I also started using it in the house and realized that all these TVs and computers I had drew allot of current even when off (off but on standby) .. and that beer cooler i left plugged in all year but only used in the summer months (FEB-NOV







) and that stereo I rarely used that drew enough to total 30.00 a year, etc etc...

paid for itself in a month after I started actually unplugging things i din't use or need during the day...

just thought i throw this out to ya ... but if you want to see how much that toaster is drawing off the Outback and why your generator won't handle the load -- this is great ...

kill-a-watt meter

pdf for the device

Add to cart for $23.99 
Use coupon: silverbells 
Final Price: $23.99 - coupon = $18.99 Free Shipping


----------



## z-family (Oct 2, 2004)




----------



## Oregon_Camper (Sep 13, 2004)

Love the idea, but I think I'd be shocked at how much power my computers and toys consume.

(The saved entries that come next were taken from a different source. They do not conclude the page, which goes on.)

PR #2496, opened 2016-06-23
menu resync fix & tests

mkurek:
Fix menu resyncing (unpacking list to another list work only in python 3.5: http://stackoverflow.com/questions/3870778/why-does-this-cause-a-syntax-error)


szok:
:ok:

ghost:
:ok:

PR #2497, opened 2016-06-24
Fixed Ralph2 sync device subscriber mgmt ip assignment

mkurek:
- Delete mgmt when ip is empty, otherwise assign it
- Bumped pyhermes version to 0.1.3


szok:
:ok:

ghost:
:ok:

PR #2500, opened 2016-06-27
Venture (ConfigurationModule/Class) sync from Ralph2 - subscription handler

mkurek:
New subscription handler for Venture (ConfigurationModule) and VentureRole (ConfigurationClass) for sync with Ralph2.


ghost:
:ok: though test names could be more descriptive or/and more given/when/then

ar4s:
:ok:

PR #2501, opened 2016-06-27
Unique constraint on imported object

mkurek:
New unique constraint for content type, object_pk and old_object_pk for ImportedObject model.


ar4s:
:ok:

ar4s:
:ok:

ghost:
:ok:

PR #2502, opened 2016-06-28
Add sync custom fields (names, values and relations).

ar4s:
- [x] add mgmt command for sync


mkurek:
:ok:

src/ralph/export_to_ng/publishers.py
```diff
@@ -7,13 +7,23 @@
...
+    Venture,
+    VentureRole
+)
 from ralph.discovery.models import Device
 
 logger = logging.getLogger(__name__)
 
 
-def ralph3_sync(model):
+ROLE_PROPERTY_WHITELIST = getattr(
```
mkurek: why not just put this to the settings with default value? we should read it from env variable either way

src/ralph/export_to_ng/publishers.py
```diff
@@ -81,8 +91,29 @@ def sync_device_to_ralph3(sender, instance=None, created=False, **kwargs):
         'service': device.service.uid if device.service else None,
         'environment': device.device_environment_id,
         'venture_role': device.venture_role_id,
+        'custom_fields': {
+            k: v for k, v in device.get_property_set().items()
+            if k in settings.RALPH2_HERMES_ROLE_PROPERTY_WHITELIST
+        },
     }
-    return data
+    return {k: v for k, v in data.items()} if fields else data
```
mkurek: are you sure this is working? :) what's the difference between `{k: v for k, v in data.items()}` and `data`? :)

src/ralph/settings.py
```diff
@@ -809,3 +809,8 @@
     # non-conflicting. this is achieved by adding below constant
     'discovery_datacenter_constant': 1000,
 }
+
+import json
+RALPH2_HERMES_ROLE_PROPERTY_WHITELIST = json.loads(
```
mkurek: it's ralph2 - there is no need to read it from env

mkurek:
:ok:

PR #2503, opened 2016-06-28
Management command to sync to Ralph3

mkurek:
`ralph sync_to_ralph3 ...` will force syncing particular models to Ralph3.

Supported models:
- Venture
- VentureRole


ar4s:
:ok:

PR #2504, opened 2016-06-28
Add subscriber for custom fields

ar4s:


src/ralph/lib/custom_fields/models.py
```diff
@@ -159,3 +159,15 @@ class WithCustomFieldsMixin(models.Model):
 
     class Meta:
         abstract = True
+
+    @property
+    def custom_fields_as_dict(self):
+        return dict(self.custom_fields.values_list(
+            'custom_field__name', 'value'
+        ).all())
```
mkurek: all is not necessary here as well

src/ralph/lib/custom_fields/models.py
```diff
@@ -159,3 +159,15 @@ class WithCustomFieldsMixin(models.Model):
...
+
+    def update_custom_field(self, name, value):
+        cf = CustomField.objects.get(name=name)
+        cfv, _ = self.custom_fields.get_or_create(custom_field=cf)
+        cfv.value = value
+        cfv.save(update_fields=['value'])
```
mkurek, line 173: 👍

mkurek:
:ok:

PR #2505, opened 2016-06-28
Device's venture, role and custom fields cross validator

mkurek:


src/ralph/cross_validator/mappers.py
```diff
@@ -57,6 +57,24 @@ def diff(old, new):
     return diff
 
 
+def custom_fields_diff():
+    def diff(old, new):
```
ar4s: nested function? IMO is not necessary..

src/ralph/lib/custom_fields/models.py
```diff
@@ -159,3 +159,8 @@ class WithCustomFieldsMixin(models.Model):
 
     class Meta:
         abstract = True
+
+    def get_custom_fields(self):
```
ar4s: I created something similar see [my solution](https://github.com/allegro/ralph/pull/2504/files#diff-451bb9acae6c0c8fd98ffa81a06325d2R164)

ar4s:
:ok:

Guess some things I just don't need know.


----------



## N7OQ (Jun 10, 2006)

That is a good deal, I paid like $35 2 years ago for mine. I love mine works great in the trailer. It is also a good way to find what is making your utility bill so large, like that extra old refrigerator in the garage. The only thing I don't like about is that it has no battery back up so when you unplug it all the info goes away. A USB out put would be nice too, but for that price it not a big deal. Buy one you will not regret it.


----------



## ED_RN (Jun 25, 2006)

All right,who bought them all. They are sold out. for $23.00 bucks everyone should have one.


----------



## Ghosty (Jan 17, 2005)

wow -- i guess your are right -- it says -- "The P3 International P4400 Kill A Watt - Free Ground Shipping is not currently available. Please contact us for availability of this item. "

I got one for my dad and brother just a couple of hours ago -- I guess that broke the bank --


----------



## Rubrhammer (Nov 27, 2006)

Ghosty,
Just a thought, if I turn off the surge protector that the computer is plugged into will that stop the parasitic draw while the computer is off? That and the dvd player that rarely gets used are the only items that wowuld be convenient to "unplug".
That does sound like a neat device but as mentioned all gone.
Thanks,Bob


----------



## Ghosty (Jan 17, 2005)

Rubrhammer said:


> Ghosty,
> Just a thought, if I turn off the surge protector that the computer is plugged into will that stop the parasitic draw while the computer is off? That and the dvd player that rarely gets used are the only items that wowuld be convenient to "unplug".
> That does sound like a neat device but as mentioned all gone.
> Thanks,Bob


yep -- stopped my draw 100% on some appliances by turning off the surge protector .... my 32in TV was drawing 75% of the same amount power turned "off" as it was when it was actually on ....


----------



## wolfwood (Sep 19, 2005)

These are neat devices and the parasites are pretty amazing when you start realizing what's out there. There's recently been a fair amount about this is the news, too.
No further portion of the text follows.